Adding mapped seq to OG: 0%| | 0/200 [00:00<?, ? OGs/s] Adding mapped seq to OG: 100%|██████████| 200/200 [00:00<00:00, 1246449.93 OGs/s]

Adding mapped seq to OG: 0%| | 0/200 [00:00<?, ? OGs/s] Adding mapped seq to OG: 100%|██████████| 200/200 [00:00<00:00, 42694.46 OGs/s]

Adding mapped seq to alignments: 0%| | 0/200 [00:00<?, ? alignments/s] Adding mapped seq to alignments: 0%| | 0/200 [00:00<?, ? alignments/s] Traceback (most recent call last): File "/Share/user/sly20/micromamba/envs/r2t/bin/read2tree", line 16, in main(sys.argv[1:], exe_name=exe_name(), desc=desc) File "/Share/user/sly20/micromamba/envs/r2t/lib/python3.10/site-packages/read2tree/main.py", line 363, in main alignments.add_mapped_seq(ogset.mapped_ogs) File "/Share/user/sly20/micromamba/envs/r2t/lib/python3.10/site-packages/read2tree/Aligner.py", line 168, in add_mapped_seq self.mapped_aligns[name_og].aa = self._add_mapseq_align(align_filt.aa, map_record_aa[0], ref_species, species_name) File "/Share/user/sly20/micromamba/envs/r2t/lib/python3.10/site-packages/read2tree/Aligner.py", line 106, in _add_mapseq_align new = [map_record[placement_dic[i]] if '-' not in v else '-' for i, v in enumerate(list(ref_rec.seq))] AttributeError: 'NoneType' object has no attribute 'seq'

What should I do to fix this error?

Best wishes sly

sinamajidian commented 8 months ago

Thanks Sly for the response. You mentioned that you "got these results without error." Was it the same species that the error happens?

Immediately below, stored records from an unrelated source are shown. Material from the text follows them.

PR #1035, opened 2020-02-16
Custom completions coded in Go (instead of Bash)

marckhouzam:
This PR allows programs using Cobra to code their custom completions in **Go** directly inside the program itself.

It is a port to Cobra of the custom completion solution introduced in Helm 3.1 (https://github.com/helm/helm/pull/7323).

It is fully-backwards compatible.
It also allows to use both the new Go custom completions and the existing Bash custom completions at the same time.

The PR **introduces a new hidden sub-command: `__complete`** that is to be called by the auto-completion script. I chose the name with a double underscore prefix to make sure this command will not collide with any command of a program.

Along the lines of the existing `ValidArgs` field, support is added for the **`ValidArgsFunction`** field.  The program can register a function that will provide custom completion through this newly added field. 

For flags, the new function **`Command.RegisterFlagCompletionFunc()`** is added.  The program can register a custom completion function for a flag using this new function.

The bash completion script, before calling the completion `*_custom_func`, will now verify if `Command.ValidArgsFunction` has been specified.  If so, the completion script will call the `__complete` command passing it all command-line arguments; the `__complete` command will call the function specified by `Command.ValidArgsFunction` to obtain completions from the program itself.

To be as feature-rich as custom completions written in Bash, the PR also allows Go completions to control:
- if a single completion should be followed by a space
- if file completion should be performed when no completions are available
 
Some advantages of using Go instead of Bash for custom completions:
- Cobra users are Go developers
- Access to the full program code base to perform completions instead of being limited to relying on externally-exposed functionality.
- Debugging and development much easier because developers can directly call e.g., `<program> __complete <cmd> ""<ENTER>` to test the corresponding custom completion code
- The Go debugger can even be used to troubleshoot custom completion code
- Go tests can be written for the custom completion code
- Flag parsing done automatically by Cobra (instead of having to be coded in bash in the completion script)
- No need to make sure the custom completion code works for both `bash` and `zsh` (for those programs that share completions between the two)
- No more issues with the use of shell tools (e.g., `echo`, `cat`, `tail`) that work differently on different OSes

To illustrate a working program using this PR, I've ported Helm from its own solution to using this PR in Cobra: https://github.com/VilledeMontreal/helm/tree/feat/compInGoWithCobra
Here is an example of using the new `ValidArgsFunction` field:
https://github.com/VilledeMontreal/helm/blob/2c88891a96eb6cb27d124d5a6d750eee85abcc8c/cmd/helm/status.go#L55
and an example of using `RegisterFlagCompletionFunc()`:
https://github.com/VilledeMontreal/helm/blob/2c88891a96eb6cb27d124d5a6d750eee85abcc8c/cmd/helm/root.go#L86

Go tests have been added in Cobra for this PR and the documentation for bash_completion has been updated.

### DIFF
--- a/bash_completions.go
+++ b/bash_completions.go
@@ -58,6 +58,67 @@ __%[1]s_contains_word()
     return 1
 }
 
+__%[1]s_handle_go_custom_completion()
+{
+    __%[1]s_debug "${FUNCNAME[0]}: cur is ${cur}, words[*] is ${words[*]}, #words[@] is ${#words[@]}"
+
+    local out requestComp lastParam lastChar comp directive args
+
+    # Prepare the command to request completions for the program.
+    # Calling ${words[0]} instead of directly %[1]s allows to handle aliases
+    args=("${words[@]:1}")
+    requestComp="${words[0]} %[2]s ${args[*]}"
+
+    lastParam=${words[$((${#words[@]}-1))]}
+    lastChar=${lastParam:$((${#lastParam}-1)):1}
+    __%[1]s_debug "${FUNCNAME[0]}: lastParam ${lastParam}, lastChar ${lastChar}"
+
+    if [ -z "${cur}" ] && [ "${lastChar}" != "=" ]; then
+        # If the last parameter is complete (there is a space following it)
+        # We add an extra empty parameter so we can indicate this to the go method.
+        __%[1]s_debug "${FUNCNAME[0]}: Adding extra empty parameter"
+        requestComp="${requestComp} \"\""
+    fi
+
+    __%[1]s_debug "${FUNCNAME[0]}: calling ${requestComp}"
+    # Use eval to handle any environment variables and such
+    out=$(eval "${requestComp}" 2>/dev/null)
+
+    # Extract the directive integer at the very end of the output following a colon (:)
+    directive=${out##*:}
+    # Remove the directive
+    out=${out%%:*}
+    if [ "${directive}" = "${out}" ]; then
+        # There is not directive specified
+        directive=0
+    fi
+    __%[1]s_debug "${FUNCNAME[0]}: the completion directive is: ${directive}"
+    __%[1]s_debug "${FUNCNAME[0]}: the completions are: ${out[*]}"
+
+    if [ $((directive & %[3]d)) -ne 0 ]; then
+        # Error code.  No completion.
+        __%[1]s_debug "${FUNCNAME[0]}: received error from custom completion go code"
+        return
+    else
+        if [ $((directive & %[4]d)) -ne 0 ]; then
+            if [[ $(type -t compopt) = "builtin" ]]; then
+                __%[1]s_debug "${FUNCNAME[0]}: activating no space"
+                compopt -o nospace
+            fi
+        fi
+        if [ $((directive & %[5]d)) -ne 0 ]; then
+            if [[ $(type -t compopt) = "builtin" ]]; then
+                __%[1]s_debug "${FUNCNAME[0]}: activating no file completion"
+                compopt +o default
+            fi
+        fi
+
+        while IFS='' read -r comp; do
+            COMPREPLY+=("$comp")
+        done < <(compgen -W "${out[*]}" -- "$cur")
+    fi
+}
+
 __%[1]s_handle_reply()
 {
     __%[1]s_debug "${FUNCNAME[0]}"
@@ -121,6 +182,10 @@ __%[1]s_handle_reply()
     completions=("${commands[@]}")
     if [[ ${#must_have_one_noun[@]} -ne 0 ]]; then
         completions=("${must_have_one_noun[@]}")
+    elif [[ -n "${has_completion_function}" ]]; then
+        # if a go completion function is provided, defer to that function
+        completions=()
+        __%[1]s_handle_go_custom_completion
     fi
     if [[ ${#must_have_one_flag[@]} -ne 0 ]]; then
         completions+=("${must_have_one_flag[@]}")
@@ -279,7 +344,7 @@ __%[1]s_handle_word()
     __%[1]s_handle_word
 }
 
-`, name))
+`, name, CompRequestCmd, BashCompDirectiveError, BashCompDirectiveNoSpace, BashCompDirectiveNoFileComp))
 }
 
 func writePostscript(buf *bytes.Buffer, name string) {
@@ -304,6 +369,7 @@ func writePostscript(buf *bytes.Buffer, name string) {
     local commands=("%[1]s")
     local must_have_one_flag=()
     local must_have_one_noun=()
+    local has_completion_function
     local last_command
     local nouns=()
 
@@ -404,7 +470,22 @@ func writeLocalNonPersistentFlag(buf *bytes.Buffer, flag *pflag.Flag) {
 	buf.WriteString(fmt.Sprintf(format, name))
 }
 
+// Setup annotations for go completions for registered flags
+func prepareCustomAnnotationsForFlags(cmd *Command) {
+	for flag := range flagCompletionFunctions {
+		// Make sure the completion script calls the __*_go_custom_completion function for
+		// every registered flag.  We need to do this here (and not when the flag was registered
+		// for completion) so that we can know the root command name for the prefix
+		// of __<prefix>_go_custom_completion
+		if flag.Annotations == nil {
+			flag.Annotations = map[string][]string{}
+		}
+		flag.Annotations[BashCompCustom] = []string{fmt.Sprintf("__%[1]s_handle_go_custom_completion", cmd.Root().Name())}
+	}
+}
+
 func writeFlags(buf *bytes.Buffer, cmd *Command) {
+	prepareCustomAnnotationsForFlags(cmd)
 	buf.WriteString(`    flags=()
     two_word_flags=()
     local_nonpersistent_flags=()
@@ -468,6 +549,9 @@ func writeRequiredNouns(buf *bytes.Buffer, cmd *Command) {
 	sort.Sort(sort.StringSlice(cmd.ValidArgs))
 	for _, value := range cmd.ValidArgs {
 		buf.WriteString(fmt.Sprintf("    must_have_one_noun+=(%q)\n", value))
+	}
+	if cmd.ValidArgsFunction != nil {
+		buf.WriteString("    has_completion_function=1\n")
 	}
 }
 
--- a/custom_completions.go
+++ b/custom_completions.go
@@ -1,0 +1,299 @@
+package cobra
+
+import (
+	"errors"
+	"fmt"
+	"os"
+	"strings"
+
+	"github.com/spf13/pflag"
+)
+
+// CompRequestCmd is the name of the hidden command that is used to request
+// completion results from the program.  It is used by the shell completion script.
+const CompRequestCmd = "__complete"
+
+// Global map of flag completion functions.
+var flagCompletionFunctions = map[*pflag.Flag]func(cmd *Command, args []string, toComplete string) ([]string, BashCompDirective){}
+
+// BashCompDirective is a bit map representing the different behaviors the shell
+// can be instructed to have once completions have been provided.
+type BashCompDirective int
+
+const (
+	// BashCompDirectiveError indicates an error occurred and completions should be ignored.
+	BashCompDirectiveError BashCompDirective = 1 << iota
+
+	// BashCompDirectiveNoSpace indicates that the shell should not add a space
+	// after the completion even if there is a single completion provided.
+	BashCompDirectiveNoSpace
+
+	// BashCompDirectiveNoFileComp indicates that the shell should not provide
+	// file completion even when no completion is provided.
+	// This currently does not work for zsh or bash < 4
+	BashCompDirectiveNoFileComp
+
+	// BashCompDirectiveDefault indicates to let the shell perform its default
+	// behavior after completions have been provided.
+	BashCompDirectiveDefault BashCompDirective = 0
+)
+
+// RegisterFlagCompletionFunc should be called to register a function to provide completion for a flag.
+func (c *Command) RegisterFlagCompletionFunc(flagName string, f func(cmd *Command, args []string, toComplete string) ([]string, BashCompDirective)) error {
+	flag := c.Flag(flagName)
+	if flag == nil {
+		return fmt.Errorf("RegisterFlagCompletionFunc: flag '%s' does not exist", flagName)
+	}
+	if _, exists := flagCompletionFunctions[flag]; exists {
+		return fmt.Errorf("RegisterFlagCompletionFunc: flag '%s' already registered", flagName)
+	}
+	flagCompletionFunctions[flag] = f
+	return nil
+}
+
+// Returns a string listing the different directive enabled in the specified parameter
+func (d BashCompDirective) string() string {
+	var directives []string
+	if d&BashCompDirectiveError != 0 {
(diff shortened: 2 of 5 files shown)


AdamSLevy:
You may be interested in this golang package as it is related to your intent here: https://github.com/posener/complete

I use it alongside cobra to achieve the same end as this PR.

jharshman:
@marckhouzam this is great work! 

Can this be extended to generate completions for other shells. We currently support ZSH but have had requests for others like FiSH etc.. 

There's a lot to take in on this PR so please keep in mind that the review process for this one might be more lengthy. That being said I have slated this for inclusion in our 1.0.0 release.

marckhouzam:
> @marckhouzam this is great work!

Thanks for having a look! 

> Can this be extended to generate completions for other shells. We currently support ZSH but have had requests for others like FiSH etc..

I didn't want to come on too strong, so I started with posting the functionality of this PR.  However you are absolutely right! This can be extended to provide full completions to other shells. In fact, I'm about to post a PR to the helm project that will support full Fish completion (command names, flag names *and* custom completions). And the fish script is less than 100 lines.

> There's a lot to take in on this PR so please keep in mind that the review process for this one might be more lengthy. 

No problem at all. I'll do my best to be responsive to any comment you may have.

> That being said I have slated this for inclusion in our 1.0.0 release.

🎉

marckhouzam:
Here's the Helm PR for full Fish completion: 
https://github.com/helm/helm/pull/7690

I'm going to work with the other helm maintainers to finalize it and then I can try to port it to Cobra.

bash_completions.go
```diff
@@ -58,6 +58,67 @@ __%[1]s_contains_word()
...
+    __%[1]s_debug "${FUNCNAME[0]}: the completions are: ${out[*]}"
+
+    if [ $((directive & %[3]d)) -ne 0 ]; then
+        # Error code.  No completion.
+        __%[1]s_debug "${FUNCNAME[0]}: received error from custom completion go code"
+        return
+    else
+        if [ $((directive & %[4]d)) -ne 0 ]; then
+            if [[ $(type -t compopt) = "builtin" ]]; then
+                __helm_debug "${FUNCNAME[0]}: activating no space"
```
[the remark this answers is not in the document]
marckhouzam: Good find!  There are two instances where I forgot to change this when I ported from Helm.
I will push an update.

custom_completions.go
```diff
@@ -0,0 +1,299 @@
...
+	// BashCompDirectiveDefault indicates to let the shell perform its default
+	// behavior after completions have been provided.
+	BashCompDirectiveDefault BashCompDirective = 0
+)
+
+// RegisterFlagCompletionFunc should be called to register a function to provide completion for a flag.
+func (c *Command) RegisterFlagCompletionFunc(flagName string, f func(cmd *Command, args []string, toComplete string) ([]string, BashCompDirective)) {
+	flag := c.Flag(flagName)
+	if flag == nil {
+		log.Fatal(fmt.Sprintf("RegisterFlagCompletionFunc: flag '%s' does not exist", flagName))
```
marckhouzam: Is it ok to abort the program when this API is not used correctly?  Or should this method return an `error` to give more flexibility to the program?

bash_completions.go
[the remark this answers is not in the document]
marckhouzam: Fixed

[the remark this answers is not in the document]
marckhouzam: I don't understand why the tests are failing now...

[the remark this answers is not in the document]
jharshman: Rebase against master and the Circle CI tests should go away.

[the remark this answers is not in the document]
jharshman: Ah - actually I need to talk to @spf13 about removing the Circle CI integration.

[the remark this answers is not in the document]
jharshman: @marckhouzam - ok ignore the circleCI check. The integration has been disabled for future PRs.
It's just failing because there is no CircleCI configuration for this project anymore.

custom_completions.go
jharshman: I think we should return an error from these methods instead of aborting the program.

bash_completions.go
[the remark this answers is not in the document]
marckhouzam: OK thanks.

custom_completions.go
marckhouzam: Done

jharshman:
@marckhouzam I'm trying to validate this on my end and can't seem to get the statically defined autocompletion functioning.

i.e:
```
var rootCmd = &cobra.Command{
	ValidArgs: []string{"pod", "rs", "ds"},
	Use:       "testprog1",
		fmt.Println("rootCmd called")
	},
}

	Use: "pod",
		fmt.Println("child called")
	},
}
```

However, when i compile it and run `./testprog1 [tab][tab]` I don't get any completion suggestions where I assume I should get "pod", "rs", or "ds".
Am I mistaken or missing something key here?

marckhouzam:
> However, when i compile it and run `./testprog1 [tab][tab]` I don't get any completion suggestions where I assume I should get "pod", "rs", or "ds".
> Am I mistaken or missing something key here?

Thanks @jharshman for trying things out!

There are a couple things going on here:
1. You will always need to source a completion script first, before completions can work
1. This PR only introduces Go Custom Completions (the ones code by the program using cobra).  It does not modify the way Cobra provides command, flag, or ValidArgs completions. So to give this code a spin, you need try the new `ValidArgsFunction` field.

Here is a test program and how to test with it.  That's how I ran it anyway.

main.go:
```
package main

import (
	"fmt"
	"os"

	"github.com/spf13/cobra"
)

var rootCmd = &cobra.Command{
	ValidArgs: []string{"pod", "rs", "ds"},
	Use:       "testprog1",
		fmt.Println("rootCmd called")
	},
}

	Use: "pod",
	ValidArgsFunction: func(cmd *cobra.Command, args []string, toComplete string) ([]string, cobra.BashCompDirective) {
		return []string{"these", "are", "custom", "completions"}, cobra.BashCompDirectiveDefault
	},
		fmt.Println("child called")
	},
}

	Use: "completion",
	},
}

func main() {
	rootCmd.AddCommand(childCmd)
	rootCmd.Execute()
}
```
go.mod (you'll need to modify the path to your cobra git repo)
```
go 1.13
replace github.com/spf13/cobra => /Users/marckhouzam/git/cobra
```

To build and test:
```
bash

GO111MODULE=on go build -o testprog1 main.go
source <(./testprog1 completion)

./testprog1 <TAB><TAB>
# Should show: ds   pod  rs
# The completions above are done by cobra's existing script

./testprog1 pod <TAB><TAB>
# Should show: are          completions  custom       these
# The completions above are done by this PR through the ValidArgsFunction field called by the cobra completion script
```

Let me know if I can help in any other way, and thanks again.

jharshman:
Ah - thank you for clarifying that. Dumb mistake on my part.  I'll continue my review of this change.

marckhouzam:
BTW, allowing the `__complete` command to also complete flags, commands, and ValidArgs is added as part of #1048; specifically in commit https://github.com/spf13/cobra/commit/828c60bddd1109bf4a2ad5c578769881c6c00c61
However, the bash completion script of Cobra won't make use of that (not needed), but the Fish one will.

But you could test it manually (using #1048) like this:
```
./testprog1 __complete ""
# will show sub commands and validArgs
```

jharshman:
@marckhouzam so for the `ValidArgsFunction`, it looks like static `ValidArgs` takes precedence over `ValidArgsFunction` if both are defined on a command. Is this right?

custom_completions_test.go
```diff
@@ -0,0 +1,349 @@
...
+
+	// Test completing an empty string
+	output, err := executeCommand(rootCmd, CompRequestCmd, "")
+	if err != nil {
+		t.Errorf("Unexpected error: %v", err)
+	}
+
+	expected := `one
+two
+:0
```
jharshman: Would there be a way to format these expected outputs a bit better?

marckhouzam:
> @marckhouzam so for the `ValidArgsFunction`, it looks like static `ValidArgs` takes precedence over `ValidArgsFunction` if both are defined on a command. Is this right?

@jharshman Good observation.  With this PR, we are only focusing on Custom Completions so I chose to follow the way the existing Bash completion script triggers custom completions.  That meant that if there are `ValidArgs` then `ValidArgsFunction` does not get called.  To be honest, this was the simplest choice, which avoided messing too much with the Bash script code.  But from a user's perspective, this may not be the right choice.

In fact, in #1048 for Fish completion, where `ValidArgs` are handled in Go through the `__completion` command, I actually chose to allow both `ValidArgs` and `ValidArgsFunction` to be used together.  You made me to realize now this would cause incompatibilities between bash completions and fish completions.

So, what do we want to offer the user?  For consistency, I think we have two options:
1. allow to use both `ValidArgs` and `ValidArgsFunction` together
1. disallow using both together and cause some configuration error if they are used together.

Allowing both gives more flexibility to the user, but could cause confusion if they don't realize they have used both... What do you think we should support?

jharshman:
@marckhouzam my opinion on this is that a command can either use one or the other but not both. While being able to set both on a command might add more flexibility, I think it would be at the expense of simplicity.

So let's make these fields mutually exclusive and going with your second option. Also please add some documentation for the function and in the readme.

marckhouzam:
> @marckhouzam my opinion on this is that a command can either use one or the other but not both. 

@jharshman Agreed. I will post an update and make matching changes to #1048.

This brings up a similar situation.  Cobra allows a command to have sub-commands ***and*** arguments at the same time (your test program even does it, although it would need the `Args:` field on `rootCmd` to actually accept the specified `ValidArgs`).  So we can have a situation where `ValidArgs` is specified as well as sub-commands. When doing completion, it seems that currently `ValidArgs` has precedence over sub-commands.  To explain:

In `testprog1` the `rootCmd` specifies `ValidArgs` of `pod, rs, ds`, but also a sub-command `pod`.  In testing I saw that the completion script only proposes the values of `ValidArgs`.  If `ValidArgs` did not include `pod`, the completions would not propose the sub-command `pod` at all.   Cobra should probably do better to help the user by automatically including non-hidden sub-commands in the completions.  But that is something else (does this deserve an issue?). For this PR:

What shall we do if `ValidArgsFunction` is specified at the same time as sub-commands?  I assume we should propose both the sub-commands and the results of calling `ValidArgsFunction`?  What do you say?

custom_completions_test.go
marckhouzam: When improving the format, I hesitated between:
`expected := fmt.Sprintf("one\ntwo\n:0\n")`
and 
`expected := strings.Join([]string{"one", "two", ":0", ""}, "\n")`
I chose the latter because I didn't like the repeating `\n`

bash_completions.go
```diff
@@ -469,6 +551,9 @@ func writeRequiredNouns(buf *bytes.Buffer, cmd *Command) {
 	for _, value := range cmd.ValidArgs {
 		buf.WriteString(fmt.Sprintf("    must_have_one_noun+=(%q)\n", value))
 	}
+	if cmd.ValidArgsFunction != nil {
```
marckhouzam: > disallow using both together and cause some configuration error if they are used together.

I couldn't find a good way to send an error when both `ValidArgs` and `ValidArgsFunction` are present.  The closest I could find is here, in `writeRequiredNouns()` , which runs when generating the completion script.  Although there is no error being returned, so all we could do is `log.Fatal()`. 

Any suggestions @jharshman ?

marckhouzam:
> So let's make these fields mutually exclusive and going with your second option please also add some documentation for the function and in the readme.

I pushed a commit with a comment added next to the `ValidArgsFunction` field, and mentioned it in the completion readme.

The code behaves as we want, only using `ValidArgs` if both are present, but I couldn't find a good way to warn the user at runtime.

bash_completions.go
jharshman: @marckhouzam I'm kinda leaning towards just documenting the behavior rather than bailing out. `ValidArgs` already takes precedence so if it's sufficiently documented then I think it's good enough.

jharshman:
> What shall we do if ValidArgsFunction is specified at the same time as sub-commands? I assume we should propose both the sub-commands and the results of calling ValidArgsFunction? What do you say?

Hm... this is a good point.  The intention of `ValidArgsFunction` is to allow dynamic population of completions for arguments. I would say here we want to match the behavior of `ValidArgs`.

bash_completions.go
marckhouzam: ok with me.

marckhouzam:
> The intention of `ValidArgsFunction` is to allow dynamic population of completions for arguments. I would say here we want to match the behavior of `ValidArgs`.

I have pushed a commit that makes `ValidArgsFunction` be treated like `ValidArgs` when there are also sub-commands, which is to show completions matching `ValidArgsFunction` but not sub-commands.  I have however also opened #1076 to improve this behaviour.

@jharshman I believe I have addressed all comments for the moment.

marckhouzam:
The force-push was rebase to master, as there were conflicts.

marckhouzam:
The tests fail because of something to do with stderr output.  Maybe because of the rebase to master.  I will investigate.

jharshman:
> The tests fail because of something to do with stderr output

@marckhouzam yes I merged in a small change to start using StdErr and StdOut functions in the test code. 
Ref: #1053

marckhouzam:
> @marckhouzam yes I merged in a small change to start using StdErr and StdOut functions in the test code.

@jharshman Thanks for the pointer.  It is now fixed.  I made a mistake rebasing.

jharshman:
@marckhouzam awesome - gonna give this one more pass and then I think we can call it good and start looking at #1048

jharshman:
Okay one observation that I have made is that the `ValidArgs` behavior actually _does_ return both the contents of `ValidArgs` and the subcommand. So If it makes sense, I think the `ValidArgFunction` should match this behavior.
What do you think @marckhouzam.  I think we were mistaken in our interpretation of the behavior of `ValidArgs`.  Can you also validate the behavior I'm seeing?

marckhouzam:
> Okay one observation that I have made is that the `ValidArgs` behavior actually _does_ return both the contents of `ValidArgs` and the subcommand. 

When I tested it, `ValidArgs` prevented subcommands from being completed.  In the code it looks like that too. If you look at https://github.com/spf13/cobra/blob/138b98f39dedc35ae01b827fb9bceacaf30b0880/bash_completions.go#L121-L124

Notice that if there are `ValidArgs` (`must_have_one_noun`), then the `completions` array is overwritten completely, which removes the subcommands.  It is just a question of changing the `=` to `+=` to fix that (which makes me wonder if this was an oversight from the very start), but I think it should be done in a separate PR, for traceability, which is why I opened #1076. 

How did you test on your side?  Is it with the `testprog1` we mentionned above?  If so, could it be that you see the subcommand name (`pod`) being completed because it is also listed in the list of `ValidArgs`?  

> @marckhouzam awesome - gonna give this one more pass and then I think we can call it good and start looking at #1048

Awesome!  I'll have to rebase #1048 on the new master once this PR is merged as #1048 is not currently based on the very latest version of this PR.

jharshman:
> could it be that you see the subcommand name (pod) being completed because it is also listed in the list of ValidArgs?

Yep, that was the reason, thanks for double checking!

Alright - I think this PR is ready to rock then!

jharshman:
@marckhouzam actually can you squash your commits first. This has quite a large commit message.

marckhouzam:
> @marckhouzam actually can you squash your commits first. This has quite a large commit message.

@jharshman All cleaned up.  Thanks again!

Could you please share with us the full mplog.log file. It seems that you are re-writing the files. Would be best to start the analysis in a new folder. Otherwise, the results of alignment of two runs (200 gene markers and full one ) gets mixed.

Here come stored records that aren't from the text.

PR #1040, opened 2020-02-20
chore(ci): add release note generation

fallion:
Allows for better changelogs for apps such as dependabot and renovate.

Please compare the release notes sections here: https://github.com/outillage/release-notary/pull/180 and here: https://github.com/outillage/release-notary/pull/120

This PR will change to look like the latter. Non-conventional commit messages will go into `other` section meaning this does not break any flow. The advantage however is that people using Renovate will see the changes directly in the `Release Notes` section and don't have to manually check.

References #259

### DIFF
--- a/.github/workflows/release.yml
+++ b/.github/workflows/release.yml
@@ -1,0 +1,18 @@
+name: Release
+on:
+  push:
+    tags:
+      - "v*"
+
+jobs:
+  release-notary:
+    name: Release
+    runs-on: ubuntu-latest
+    steps:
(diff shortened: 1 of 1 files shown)


umarcor:
Ref #968

jpmcb:
For now, we will continue with doing release notes by hand. We've removed the changelog #1634 since we hardly used it.

Thank you so much for the contribution!

fallion:
Makes sense. Thanks for the update! :)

sly724 commented 8 months ago

Hi @sinamajidian

Thank you for your reply. I've figured out the reason for the error. First, I didn't name the reads file exactly as you specified (species_R1.fastq/species_R2.fastq) and my file name is as follows:38.物种名_1.clean.fq.gz/38.物种名_2.clean.fq.gz;Second, my reads file names include Chinese fonts. I adjusted the reads file naming for all species and I succeeded.

--- Tree inference --- 2023-11-17 22:29:17,754 - read2tree.TreeInference - INFO - merge: Tree inference took 32.54426026344299. (39Ddtl_R1:0.0673121808,38Mhtl_R1:0.0878371145,(44Hnjt_R1:0.0881589205,((((CIMLE:0.1771613970,RHOPR:0.1652477443):0.1578374932,(ACYPI:0.3422935192,DIACI:0.3035898292):0.0628138094):0.0824901814,PEDHC:0.2940334757):0.0896128651,ZOONE:0.1238414304):0.0517699561):0.0181870257); This work is completed!

Thank you again. sly

sinamajidian commented 8 months ago

That's awesome! Glad to hear that you resolved the issue.

Best regards, Sina

sinamajidian commented 8 months ago

Just one thing, you may need to re-root the tree based on the outgroup species.